Excerpted data >>
PR #1838, opened 2025-03-05
enable compile with mxfp8 and mxfp4 cutlass gemm

vkuzo:
Summary:

Enables torch.compile e2e on MXLinear with the `mxfp8_cutlass` and `mxfp4_cutlass` recipes.  To do this, we need to add a tag on the op definitions to make inductor honor the col-major layout.

Note that something else is broken with these ops and bias=True - leaving that for a future PR.

Test Plan:

```
python benchmarks/float8/profile_lowp_training.py ~/local/tmp/20250305_test --mx_recipe_name mxfp8_cutlass

# uncomment the hardware check, then can also run the unit test
pytest test/prototype/mx_formats -s -k test_linear_compile
```

Reviewers:

Subscribers:

Tasks:

Tags:


vkuzo:
* (to be filled)

torchao/ops.py
```diff
@@ -27,8 +27,16 @@
 lib.define(
     "rowwise_scaled_linear_cutlass_s8s4(Tensor input, Tensor input_scale, Tensor weight, Tensor weight_scale, Tensor bias) -> Tensor"
 )
-lib.define("mx_fp8_bf16(Tensor a, Tensor b, Tensor a_scale, Tensor b_scale) -> Tensor")
-lib.define("mx_fp4_bf16(Tensor a, Tensor b, Tensor a_scale, Tensor b_scale) -> Tensor")
+# Note: we need to add the `torch._C.Tag.needs_fixed_stride_order` tag in order for inductor
+# to honor the layout constraints for `b` in the two ops below.
+lib.define(
```
drisspg, line 32: Whoops I meant to add this before

Good catch

drisspg (approved):

Issue #1821, opened 2025-03-03
Bias quantization for prequantized checkpoints


jackzhxng:
Following up from a chat with @jainapurva 

For private internal model enablement purposes, we would like to request support for bias quantization in prequantized checkpoint loading. At the moment we are doing manual source transformation after loading the prequantized checkpoint here https://github.com/pytorch/executorch/blob/main/examples/models/llama/source_transformation/pre_quantization.py#L40 into your deprecated `Int8DynActInt4WeightLinear`, which doesn't support bias quantization.

PR #1845, opened 2025-03-05
Add bias support for Int8DynActInt4WeightLinear

andrewor14:
**Summary:** Previously, when we see a linear with bias, we simply do not swap it to `Int8DynActInt4WeightLinear` and leave it as is. Now we do swap it, but bias is not quantized and passed to F.linear in full precision.

Fixes https://github.com/pytorch/ao/issues/1821

**Test Plan:**
python test/quantization/test_quant_api.py -k test_8da4w_quantizer_linear_bias

### DIFF
--- a/test/quantization/test_qat.py
+++ b/test/quantization/test_qat.py
@@ -1043,22 +1043,10 @@ class TestQAT(unittest.TestCase):
     )
     def test_replace_linear_8da4w(self):
         module = torch.nn.ModuleList(
-            [torch.nn.Linear(in_features=256, out_features=50, bias=True)]
-        )
-        _replace_linear_8da4w(
-            module,
-            256,
-            False,
-            torch.float32,
-            torch.float32,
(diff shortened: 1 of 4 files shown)


andrewor14:
> @andrewor14 By bias quantization, does it mean quantized bias, or just support for bias in quantization?

Right now this doesn't support quantized bias, just loading a quantized model where the linear has a non-existent bias. I think we can add actual bias quantization later. In general quantizing the bias doesn't seem to be very common, however, as the benefits are not super significant

jainapurva (approved):

jackzhxng (commented):
So with this PR, we will be able to represent unquantized bias with Int8DynActInt4WeightLinear?

andrewor14:
> So with this PR, we will be able to represent unquantized bias with Int8DynActInt4WeightLinear?

Yep

PR #1847, opened 2025-03-06
[wip] sparse marlin rocm compilation

jcaip:
cc @petrex I tried to get this working to run some benchmarks and was running into some issues. 

Does this require a specific ROCm version? I'm using 6.3.3 and I'm running into some stuff like
```
error: use of undeclared identifier '__builtin_amdgcn_global_load_lds'
```

Aside from that, I ran into a lot of issues with namespace issues with __half2, which I think I fixed by using `::__half2`, and one other bug with the hip version of `cudaSetAttribute` needing a function pointer.


jcaip:
Thanks @petrex, happy to share more debug info / hop on a call and walk you through the issues if that's helpful.

PR #1848, opened 2025-03-07
Add stack for qkv projection

drisspg:


torchao/dtypes/floatx/float8_layout.py
```diff
@@ -154,6 +154,50 @@ def __torch_dispatch__(cls, func, types, args, kwargs):
...
+
+            # Check if all tensors are Float8AQTTensorImpl
+            if all(isinstance(t, Float8AQTTensorImpl) for t in tensors):
+                # Stack the float8_data tensors
+                stacked_float8_data = func([t.float8_data for t in tensors], dim=dim)
+
+                # Handle scales based on their dimensionality
+                if all(t.scale.ndim == 0 for t in tensors):
+                    # Use the maximum scale value from all tensors for numerical stability
+                    stacked_scale = torch.max(torch.cat([t.scale for t in tensors]))
```
vkuzo, line 170: would this change numerics if max_scale != original scale?  I would have expected something like a rescale of the data if the scale is changed.

PR #1853, opened 2025-03-07
migrate prototype/awq to configs

vkuzo:
Summary:

As titled

Test Plan:

```
// note: this fails on weights only load, but the failure happens
// after my changes, and already exists on main branch
pytest test/prototype/test_awq.py -s -x
```

Reviewers:

Subscribers:

Tasks:

Tags:


vkuzo:
* (to be filled)

danielvegamyhre (approved):
Change itself looks good to me but this doesn't sound good:

```
// note: this fails on weights only load, but the failure happens
// after my changes, and already exists on main branch
pytest test/prototype/test_awq.py -s -x
```

If the bug exists on main and is unrelated to these changes, how has the test been passing CI?  Sounds like we should create a bug to track this and maybe the feature owner can take a look

drisspg (approved):
Is the model change purposeful

vkuzo:
> Is the model change purposeful

ah, that snuck in.  No, will remove.

vkuzo:
> Change itself looks good to me but this doesn't sound good:
> 
> ```
> // note: this fails on weights only load, but the failure happens
> // after my changes, and already exists on main branch
> pytest test/prototype/test_awq.py -s -x
> ```
> 
> If the bug exists on main and is unrelated to these changes, how has the test been passing CI? Sounds like we should create a bug to track this and maybe the feature owner can take a look

in general I agree, but given that this is the prototype folder the responsibility to do what you suggested would be on the owner of awq - I'm not sure who that is :)  In general for prototype folder there aren't guarantees that we'll spend our time to migrate things, if people want their thing to continue to keep working they should work on moving the feature out of prototype.

PR #2305, opened 2025-06-04
[sparse] marlin fixes

jcaip:
Summary:

This PR updates sparse-marlin to not use CPU tensors and updates it to be compatible with Int4WeightOnl.

Test Plan:
```
pytest test/sparsity/test_marlin.py
```

Reviewers:

Subscribers:

Tasks:

Tags:

### DIFF
--- a/torchao/dtypes/uintx/marlin_sparse_layout.py
+++ b/torchao/dtypes/uintx/marlin_sparse_layout.py
@@ -130,7 +130,7 @@ class MarlinSparseAQTTensorImpl(AQTTensorImpl):
         cls,
         int_data: torch.Tensor,
         scale: torch.Tensor,
-        zero_point: torch.Tensor,
+        zero: torch.Tensor,
         meta: torch.Tensor,
         _layout: Layout,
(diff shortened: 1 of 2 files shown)


torchao/dtypes/uintx/marlin_sparse_layout.py
```diff
@@ -151,16 +151,17 @@ def __init__(
...
         _layout: Layout,
         original_shape: torch.Size,
         group_size: int,
         num_bits: int,
     ):
         self.int_data = int_data
+        self.scale_and_zero = None
         self.scale = scale
-        self.zero_point = zero_point
+        self.zero = zero
```
jerryzh168, line 164: why do we have both scale_and_zero and zero?

jcaip: It's to maintain compatibility with https://github.com/pytorch/ao/blob/main/torchao/dtypes/uintx/int4_xpu_layout.py, otherwise the checks fail because the `TensorImpl` doesn't have this attribute.

PR #2308, opened 2025-06-05
Add slicing support for fbgemm fp8 and int4

jerryzh168:
Summary:
att, this is needed in vllm
Note that irregular shapes will require padding, which is not implemented right now, we can add that if it's required by the model

Test Plan:
```
python test/dtypes/test_fbgemm_fp8.py -k test_slice 
python test/dtypes/test_fbgemm_int4.py -k test_slice
```

Reviewers:

Subscribers:

Tasks:

Tags:

### DIFF
--- a/test/dtypes/test_fbgemm_fp8.py
+++ b/test/dtypes/test_fbgemm_fp8.py
@@ -25,23 +25,86 @@ from torchao.utils import (
 
 
 @unittest.skipIf(not TORCH_VERSION_AT_LEAST_2_8, "Need pytorch 2.8+")
+@unittest.skipIf(not torch.cuda.is_available(), "Need CUDA available")
+@unittest.skipIf(not is_sm_at_least_90(), "Nedd sm90+")
 class TestFbgemmFp8Tensor(TestCase):
-    @unittest.skipIf(not torch.cuda.is_available(), "Need CUDA available")
-    @unittest.skipIf(not is_sm_at_least_90(), "Nedd sm90+")
+    def setUp(self):
+        self.config = FbgemmConfig(
+            input_dtype=e4m3_dtype,
+            weight_dtype=e4m3_dtype,
+            output_dtype=torch.bfloat16,
+        )
+
     def test_linear(self):
         dtype = torch.bfloat16
         device = "cuda"
         input = torch.randn(1, 128, dtype=dtype, device=device)
         linear = torch.nn.Linear(128, 256, dtype=dtype, device=device)
         original = linear(input)
-        config = FbgemmConfig(
-            input_dtype=e4m3_dtype,
-            weight_dtype=e4m3_dtype,
-            output_dtype=torch.bfloat16,
-        )
-        quantize_(linear, config)
+        quantize_(linear, self.config)
         quantized = linear(input)
         self.assertTrue(compute_error(original, quantized) > 20)
+
+    def test_slice(self):
+        dtype = torch.bfloat16
+        device = "cuda"
+        dummy = torch.nn.Linear(256, 256, bias=False, dtype=dtype, device=device)
+        dummy1 = torch.nn.Linear(256, 64, bias=False, dtype=dtype, device=device)
+        dummy1.weight = torch.nn.Parameter(
+            dummy.weight.narrow(0, 0, 64), requires_grad=False
+        )
+        dummy2 = torch.nn.Linear(128, 256, dtype=dtype, device=device)
+        dummy2.weight = torch.nn.Parameter(
+            dummy.weight.narrow(1, 0, 128), requires_grad=False
+        )
+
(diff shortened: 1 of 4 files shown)


test/dtypes/test_fbgemm_fp8.py
```diff
@@ -34,15 +41,43 @@ def test_linear(self):
...
+        weight1 = dummy.weight.narrow(0, 0, 64)
+        weight2 = dummy.weight.narrow(1, 0, 128)
+
+        # check for sliced weight, before and after float8 quantization
+        # does not differ too much
+        input = torch.randn(2, 256, dtype=dtype, device=device)
+        res_ref = dummy1(input)
+        dummy.weight = torch.nn.Parameter(weight1, requires_grad=False)
+        res = dummy(input)
+        assert compute_error(res, res_ref) > 25
```
drisspg, line 77: can this be made more concrete, e.g. we can test the exact elements match

test/dtypes/test_fbgemm_int4.py
```diff
@@ -33,16 +41,43 @@ def test_linear(self):
...
+        dummy1.weight = torch.nn.Parameter(
+            dummy.weight.narrow(0, 0, 64), requires_grad=False
+        )
+        dummy2 = torch.nn.Linear(128, 256, dtype=dtype, device=device)
+        dummy2.weight = torch.nn.Parameter(
+            dummy.weight.narrow(1, 0, 128), requires_grad=False
+        )
+
+        quantize_(dummy, self.config)
+        weight1 = dummy.weight.narrow(0, 0, 64)
```
drisspg, line 62: ditto here

torchao/dtypes/fbgemm_fp8_tensor.py
```diff
@@ -146,6 +155,43 @@ def _(func, types, args, kwargs):
     )
 
 
+@implements(aten.slice.Tensor)
+def _(func, types, args, kwargs):
+    self, dim, start, end, step = fill_defaults(args, 5, [0, None, None, 1])
```
drisspg, line 198: I think this stuff is error prone, do you think that : https://github.com/pytorch/ao/blob/488ecd4cf871035b091981a557a9204a5d50bf5b/torchao/dtypes/floatx/float8_layout.py#L302

is helpful here?

test/dtypes/test_fbgemm_int4.py
jerryzh168: we can have exact match if dequantize op is implemented I think, right now it's just a sanity check, can we follow up this later?

torchao/dtypes/fbgemm_fp8_tensor.py
jerryzh168: the scale here is not 2d actually, but might be useful if we resize that to 2D/3D

drisspg: I dont think this relies on 2d vs 3d no?

test/dtypes/test_fbgemm_int4.py
drisspg: Can you ensure that the weight1 's data + its scale is exactly the right slice of dummy.weight

jerryzh168: yeah I can add an assert for that to check the internal data

torchao/dtypes/fbgemm_fp8_tensor.py
jerryzh168: does this assume scale has the same shape as data: https://github.com/pytorch/ao/blob/488ecd4cf871035b091981a557a9204a5d50bf5b/torchao/dtypes/floatx/float8_layout.py#L321

drisspg: hmm yeah it does, we should probably assert

test/dtypes/test_fbgemm_fp8.py
jerryzh168: updated above, please take a look again

torchao/dtypes/fbgemm_int4_tensor.py
```diff
@@ -151,13 +153,96 @@ def _(func, types, args, kwargs):
...
+        for tensor_name in self_tensors:
+            getattr(self, tensor_name).copy_(getattr(src, tensor_name))
+        return
+    raise ValueError(
+        f"Not supported args for copy_ due to metadata mismatch: {args[0], args[1]}"
+    )
+
+
+@implements(aten.slice.Tensor)
+def _(func, types, args, kwargs):
```
drisspg, line 190: Maybe a doc block here on what is supported and the semantics this code is not that easy to grok

drisspg (approved):

PR #2313, opened 2025-06-05
[BE/docs] Add float8 training api ref to docsite

danielvegamyhre:
Test plan:
- Ran local preview of docsite and confirmed API ref renders properly. I will move ScalingGranularity to be available at the module level in a subsequent PR, so that it will appear in the API ref too (it's needed for user-facing API to convert model to use float8 rowwise training)

### DIFF
--- a/docs/source/api_ref_float8.rst
+++ b/docs/source/api_ref_float8.rst
@@ -1,0 +1,30 @@
+.. _api_quantization:
+
+====================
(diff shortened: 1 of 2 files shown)


jerryzh168 (approved):

danielvegamyhre:
fyi @vkuzo for awareness

PR #2321, opened 2025-06-05
[BE] Make internal torchao.float8 functions private

danielvegamyhre:


danielvegamyhre:
> anything used by other people?

Yes, I did an internal search for each function and added aliases to the old/public name for those that had users.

Task to carry out >>
Copy whichever lines of the records above contain the word "general".

Output below >>
Right now this doesn't support quantized bias, just loading a quantized model where the linear has a non-existent bias. I think we can add actual bias quantization later. In general quantizing the bias doesn't seem to be very common, however, as the benefits are not super significant
in general I agree, but given that this is the prototype folder the responsibility to do what you suggested would be on the owner of awq - I'm not sure who that is :)  In general for prototype folder there aren't guarantees that we'll spend our time to migrate things, if people want their thing to continue to keep working they should work on moving the feature out of prototype.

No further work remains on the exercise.